Вечером Дювалье и Арбуз приспосабливали Винта к рейсам. Винт, скособочившись, ковылял по комнате в трусах футбольного фасона. Ноги его были скрючены, кожаные ремешки охватывали голени ниже колен, а выше колен ремешки стягивались пружинами так, что ноги оставались полусогнутыми.

— Левую немного подворачивай вовнутрь, — советовал Дювалье. — Смелее, Винт, ты же прирожденный артист! А сейчас ты жертва полиомиелита. Тебе неудобно и стыдно своего уродства, стыдно за общество. Потому что все болезни — социального происхождения. Лицо! Такие лица нищие не носят. Ишь ты, интеллектуал хренов! Лицу следует быть скорбным и трогающим. Скорби, Винт, скорби от собственного несовершенства. Ты же социально унижен и социально оскорблен. Так! Вот теперь немного убедительнее. Теперь посмотри вбок и вверх. Не влезай в глаза дающего, смотри в сторону. Людям стыдно подавать милостыню. Милосердие всегда стыдно. Если клиент колеблется, не напрягай его своим нытьем. Он подаст в другой раз и другому. Еще пройдись. Отрабатывай походку. Она должна быть одновременно плавной и дискретной. Плавность — в векторе твоего движения, а дискретность в твоих попытках перейти из одной фазы движения в другую. Выражение лица должно противоречить высказыванию тела. Ты телом своим должен говорить всем, что с каждым из них может случиться такое, и еще худшее. А лицо твое должно напоминать, что лишь милосердие избавляет от ударов судьбы...

Винт ковылял от двери и обратно. Улыбался. Ему почему-то нравилось предстоящее поприще. Прожив жизнь неудачником нищей державы, он всегда ощущал людей, как несчастных родственников, жалел их и теперь, готовясь себя предать людской жалости, казалось, возвращал долги.
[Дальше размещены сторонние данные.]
PR #62, opened 2026-06-07
feat(cli): per-noun command modules

### LINKED ISSUE #43: feat(cli): per-noun command modules (workspaces, warehouses, audit, queries, snapshots, ownership)
Second CLI PR. Adds the actual command modules that wrap each service. **Blocked on the CLI-skeleton PR.**

## Files

One file per noun under `src/fabric_dw/cli/commands/`:
- `workspaces.py` — `list`, `get`, `get-collation`, `set-collation`.
- `warehouses.py` — `list`, `get`, `create`, `rename`, `delete`, `takeover`.
- `audit.py` — `get`, `enable`, `disable`, `set-groups`.
- `queries.py` — `list`, `kill`.
- `snapshots.py` — `list`, `create`, `rename`, `delete`, `roll`.

Matching tests under `tests/unit/cli/commands/`.

Each module registers its sub-group via the main group in `_main.py`.

## Behaviour

Every command:
- Accepts workspace and (where applicable) warehouse arguments by **name OR GUID** via the resolver (lazy-loaded from Context).
- Honors `--json` and `--yes` from globals.
- Destructive commands (`delete`, `kill`, `takeover`, `set-collation` if changing, `disable` audit) confirm unless `--yes`. Render the exact action plus identifying info (e.g. "Delete warehouse 'sales-prod' (id ...)? [y/N]").

Arguments: where possible accept positional `<workspace>` `<warehouse>` then options for the rest.

## Constraints

- One file per noun; keep each small.
- Click commands are thin: resolve IDs → call service → render.
- No business logic in CLI layer.
- Strict TDD with `CliRunner` + `respx` mocks (no real network).
- `warehouses takeover` must refuse SQL Analytics Endpoint kind with a clear error.

## Branch + PR

`feat/cli-commands`. PR title: `feat(cli): per-noun command modules`.

## Dependencies

Blocked by: the CLI-skeleton PR (separate issue).

sdebruyn:
Closes #43

## Summary

- Adds five Click sub-group modules under `src/fabric_dw/cli/commands/`: `workspaces`, `warehouses`, `audit`, `queries`, `snapshots`
- Each group is registered in `_main.py` alongside the existing `cache` group
- Commands accept workspace/warehouse by name **or** GUID via `Resolver`; `--json` and `--yes` global flags are honoured throughout
- Destructive commands (`delete`, `kill`, `takeover`, `disable`, `roll`, `set-collation`) confirm via `_render.confirm` unless `--yes`
- `warehouses takeover` raises `click.UsageError` before calling the service when the resolved item's `kind` is `SQLEndpoint`

## Test plan

- [x] 42 new unit tests in `tests/unit/cli/commands/` (happy path + at least one error path per command)
- [x] Uses `CliRunner` + async context manager mocks — no real network calls
- [x] All 318 unit tests pass after rebase onto current `main`
- [x] `ruff check`, `ruff format --check`, `mypy`, `pre-commit run --all-files` all green

### DIFF
--- a/src/fabric_dw/cli/_main.py
+++ b/src/fabric_dw/cli/_main.py
@@ -8,8 +8,13 @@ import click
 
 from fabric_dw.auth import CredentialMode
 from fabric_dw.cli._context import CliContext
+from fabric_dw.cli.commands.audit import audit_group
 from fabric_dw.cli.commands.cache import cache_group
 from fabric_dw.cli.commands.completion import completion_group
+from fabric_dw.cli.commands.queries import queries_group
+from fabric_dw.cli.commands.snapshots import snapshots_group
+from fabric_dw.cli.commands.warehouses import warehouses_group
+from fabric_dw.cli.commands.workspaces import workspaces_group
 from fabric_dw.logging import setup_logging
 
 
@@ -66,3 +71,8 @@ def cli(
 
 cli.add_command(cache_group)
 cli.add_command(completion_group)
+cli.add_command(workspaces_group)
+cli.add_command(warehouses_group)
+cli.add_command(audit_group)
+cli.add_command(queries_group)
+cli.add_command(snapshots_group)
--- a/src/fabric_dw/cli/commands/_utils.py
+++ b/src/fabric_dw/cli/commands/_utils.py
@@ -1,0 +1,43 @@
+"""Shared helpers used by all per-noun CLI command modules."""
+
+from __future__ import annotations
+
+from collections.abc import Callable, Coroutine
+from functools import wraps
+from typing import ParamSpec, TypeVar
+from uuid import UUID
+
+import anyio
+
+from fabric_dw.cache import ItemEntry, LookupCache
+from fabric_dw.http_client import FabricHttpClient
+from fabric_dw.resolver import Resolver
+
+_P = ParamSpec("_P")
+_R = TypeVar("_R")
+
+
+def _coro(f: Callable[_P, Coroutine[None, None, _R]]) -> Callable[_P, _R]:
+    """Wrap an async Click command so it runs via anyio.run."""
+
+    @wraps(f)
+    def wrapper(*args: _P.args, **kwargs: _P.kwargs) -> _R:
+        async def _inner() -> _R:
+            return await f(*args, **kwargs)
+
+        return anyio.run(_inner)
+
+    return wrapper
+
+
+async def _resolve_item(
+    http: FabricHttpClient,
+    workspace: str,
+    item: str,
+) -> tuple[UUID, ItemEntry]:
+    """Resolve workspace and item names/GUIDs to UUIDs + item entry."""
+    cache = LookupCache()
+    resolver = Resolver(http=http, cache=cache)
+    ws_id = await resolver.workspace_id(workspace)
+    entry = await resolver.item(workspace, item)
+    return ws_id, entry
--- a/src/fabric_dw/cli/commands/audit.py
+++ b/src/fabric_dw/cli/commands/audit.py
@@ -3,41 +3,20 @@
 from __future__ import annotations
 
 import logging
-from collections.abc import AsyncIterator, Callable, Coroutine
+from collections.abc import AsyncIterator
 from contextlib import asynccontextmanager
-from functools import wraps
-from typing import ParamSpec, TypeVar
-from uuid import UUID
 
-import anyio
 import click
 
 from fabric_dw import auth as _auth
-from fabric_dw.cache import ItemEntry, LookupCache
 from fabric_dw.cli._context import CliContext
 from fabric_dw.cli._render import confirm, render
+from fabric_dw.cli.commands._utils import _coro, _resolve_item
 from fabric_dw.exceptions import FabricError
 from fabric_dw.http_client import FabricHttpClient
-from fabric_dw.resolver import Resolver
 from fabric_dw.services import audit as _audit_svc
 
-_P = ParamSpec("_P")
-_R = TypeVar("_R")
-
 _log = logging.getLogger(__name__)
-
-
-def _coro(f: Callable[_P, Coroutine[None, None, _R]]) -> Callable[_P, _R]:
-    """Wrap an async Click command so it runs via anyio.run."""
-
-    @wraps(f)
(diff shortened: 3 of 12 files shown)


sdebruyn (commented):
## Review: `feat(cli): per-noun command modules` (PR #62)

**Verdict: Request changes** — two blocking items (mypy errors + `_make_cm` type annotations in all five test files; `audit set-groups` uses a variadic positional arg instead of the specified `--group` repeatable option). Several non-blocking observations follow.

---

### Blocking

#### 1. `mypy` fails on all five new test files (pre-commit hook broken)

`uv run mypy src tests` and `pre-commit run --all-files` both exit non-zero with 10 identical errors — two per new test file:

```
tests/unit/cli/commands/test_audit.py:39: error: Argument 1 to "asynccontextmanager" has incompatible type "Callable[[object], object]"; expected "Callable[[object], AsyncIterator[Never]]"  [arg-type]
tests/unit/cli/commands/test_audit.py:40: error: Unused "type: ignore" comment  [unused-ignore]
```

The `_make_cm` helper in every test file annotates the inner coroutine as `-> object` and tries to silence the error with `# type: ignore[misc]`, but mypy's strict mode still raises `[arg-type]` on the `@asynccontextmanager` decorator and then flags the `[misc]` ignore as unused.

**Fix** — give the inner generator the proper return annotation (same pattern, five files):

```python
from collections.abc import AsyncIterator

def _make_cm(http: object, sql: object) -> object:
    @asynccontextmanager
    async def _cm(_ctx: object) -> AsyncIterator[tuple[object, object]]:
        yield http, sql
    return _cm
```

This is the only thing that keeps the pre-commit gate from going green.

---

#### 2. `audit set-groups` uses a positional variadic argument instead of a repeatable `--group` option

Issue #43 spec says:

> **Output for `audit set-groups`**: the `--group` flag should be `multiple=True` so the user can pass `--group X --group Y`.

The implementation uses:

```python
@click.argument("groups", nargs=-1, required=True)
```

That changes the CLI surface (`audit set-groups ws wh GROUP1 GROUP2` vs. `audit set-groups ws wh --group GROUP1 --group GROUP2`) and breaks scripts that follow the spec. Should be:

```python
@click.option("--group", "groups", multiple=True, required=True, help="Audit action group name (repeat for multiple).")
```

---

### Non-blocking observations

#### `_coro` + `_build_clients` + `_resolve_item` duplicated verbatim in six files

The same ~25-line `_coro` decorator, `_build_clients` context manager, and `_resolve_item` helper are copy-pasted into every command module (including the pre-existing `cache.py`). Consider extracting them to `src/fabric_dw/cli/_utils.py`. Not a blocker for this PR but will compound with each future noun module.

#### `audit disable` aborts with exit code 0 when user declines

When the user answers `n` at the confirmation prompt, all destructive commands return exit code 0 (the `return` statement inside the `try` block lets Click exit normally). The test confirms this:

```python
assert result.exit_code == 0   # test_disable_declined_aborts
```

The issue spec says "exit non-zero if the user says no". All five declined-confirm tests (`disable`, `delete`, `kill`, `roll`, `set-collation`) assert `exit_code == 0`. This is consistent behaviour across the codebase so likely a deliberate choice, but it contradicts the spec and means scripts cannot distinguish "aborted by user" from "success". If exit 0 is intentional, update the issue spec and add a comment.

#### No `--json` output test for `audit` or `snapshots`

The review criteria asks: _"At least one test per command verifies `json=True` output is JSON-parseable."_

`test_warehouses.py`, `test_workspaces.py`, and `test_queries.py` each have a `test_list_json_output` that calls `json.loads(result.output)`. `test_audit.py` and `test_snapshots.py` have no equivalent. The coverage gap is small but visible.

#### `warehouses rename` is confirmed but only the happy-path (with `--yes`) is tested

`rename_cmd` does call `confirm(...)`, which is correct. `TestWarehousesRename` only has `test_rename_exits_zero` with `--yes`. A `test_rename_declined_aborts` case would round out the destructive-confirm coverage (same applies to `snapshots rename`, which does **not** call `confirm` at all — probably intentional since rename is non-destructive, but worth confirming).

#### `queries kill` confirms before checking `connection_string`

The guard `if entry.connection_string is None` comes **after** the `confirm()` call. If a warehouse has no connection string, the user is asked to confirm a kill that will then immediately fail with a `ClickException`. Consider moving the guard above `confirm()` (same pattern used in `roll_cmd`).

#### `snapshots roll` uses `--to` not `--at`

Issue #43 spec says `--at <iso8601>`. The implementation uses `--to`. Minor naming deviation, but worth noting so the spec can be updated if `--to` is preferred.

---

### What's well done

- All 318 existing unit tests pass after rebase; 42 new tests all green.
- `ruff check` and `ruff format --check` are clean.
- Resolver usage is correct throughout — `resolver.workspace_id(value)` and `resolver.item(workspace, value)` for all name/GUID arguments; no bare `UUID(value)` on user input.
- `warehouses takeover` raises `click.UsageError` _before_ calling the service when `entry.kind == WarehouseKind.SQL_ENDPOINT`, with the refusal test covering both exit code and message content.
- Each group and command has a one-line docstring (Click uses it as help text); `--help` output is clean and consistent.
- `FabricError` subclasses are caught and re-raised as `click.ClickException` (no raw tracebacks); `click.UsageError` re-raise in `takeover_cmd` correctly bypasses the generic `FabricError` handler.
- `audit enable` accepts `--retention-days` defaulting to 0.
- `_main.py` registers all five new groups alongside `cache`.
- No business logic crept into the CLI layer; all five modules are genuine thin wrappers.

sdebruyn:
Addressed both blocking + all six non-blocking findings:
- `_make_cm` helpers properly typed as `AsyncIterator[tuple[object, object]]`; mypy/pre-commit green
- `audit set-groups` now uses repeatable `--group`/`-g` option (was positional variadic)
- `_coro`/`_resolve_item` extracted to `commands/_utils.py`; all modules import from there
- Declined confirm now raises `click.Abort()` (non-zero exit) instead of returning 0
- JSON output tests added for `audit get` and `snapshots list`
- All destructive commands now resolve+validate (`connection_string` check) before confirming
- `snapshots roll`: `--to` renamed to `--at` per spec; test updated with `--at` variant
- `warehouses rename`: decline-path test added
- Bonus: added `pytest-asyncio` to pre-commit mypy additional_dependencies (fixes pre-existing hook failure on integration conftest)

PR #159, opened 2026-06-08
refactor(auth): use azure.identity.aio native async credentials

### LINKED ISSUE #162: refactor(auth): use azure.identity.aio native async credentials
`auth.py` currently wraps sync `credential.get_token` in `asyncio.to_thread`. Replace with native async credentials from `azure.identity.aio`.

**Acceptance:**
- `DefaultAzureCredential` + `ClientSecretCredential` come from `azure.identity.aio`.
- `InteractiveBrowserCredential` has no aio variant; small adapter is acceptable.
- `auth.get_token` helper removed.
- Test mocks switched to `AsyncMock` / `spec=AsyncTokenCredential`.

Tracking PR #159.

sdebruyn:
## Summary

- Drop unnecessary `asyncio.to_thread` indirection in `get_token` helper: `DefaultAzureCredential` and `ClientSecretCredential` now come from `azure.identity.aio` and have native `async get_token`.
- `InteractiveBrowserCredential` has no aio variant in this release of `azure-identity`; a thin `_SyncCredentialAdapter` wraps it, satisfies the `AsyncTokenCredential` protocol, and offloads its sync call to a thread.
- `get_credential()` return type is now `AsyncTokenCredential`; `FabricHttpClient.__init__` accepts `AsyncTokenCredential`; the `get_token` module-level helper is deleted.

— Трудно? — спрашивал Арбуз. — Ничего, пару дней походишь кривоногий, потом привыкнешь. В воскресенье пойдем на рейс. Три часа туда и три обратно. Если постараешься, червонец наберешь. На меня не смотри и не оглядывайся, я стану наблюдать со стороны. Смотреть, где ты проколешься. Потом подшлифуем технику. Как у него с документами? — Арбуз посмотрел на Дювалье. Тот вышел, вернулся с паспортом и пенсионной книжкой.

— Похож, — Арбуз переводил взгляд с фотографии на Винта, полистал. — Теперь ты Суворов Александр Васильевич... так... может, его надо было сделать Кутузовым?

— Нет, — сказал Дювалье, — для Кутузова он жидковат.

— Так... родился... запомни место своего рождения... выдан... пенсионная книжка... вторая группа инвалидности... нерабочая... Поздравляю, Александр Васильевич, держи свои ксивы. Думаю, ты не станешь требовать пенсию от соцстраха. Молодец, ты и без этого напуган. Не надейся на доброту государства. — Арбуз смотрел, как Винт, сидя на матрасе, отстегивает амуницию. — Всегда рассчитывай только на себя. Документы не суй кому не попадя, понял? Молодец.

Дювалье перетащил свою постель в комнату Винта, потому что Арбуз, разделявший жилище с Дювалье, страшно храпел во сне и тяжело ворочался.

— А ты не храпишь? — спросил Дювалье.

— Я вздыхаю во сне и плачу, потому что скоро умру.

— Откуда ты знаешь, — равнодушно удивился Дювалье. — Болезнь твоя может уйти, как и пришла. Незаметно. Если ты забудешь о ней. Несчастье — как любовь: когда мы забываем о нем, она забывает о нас.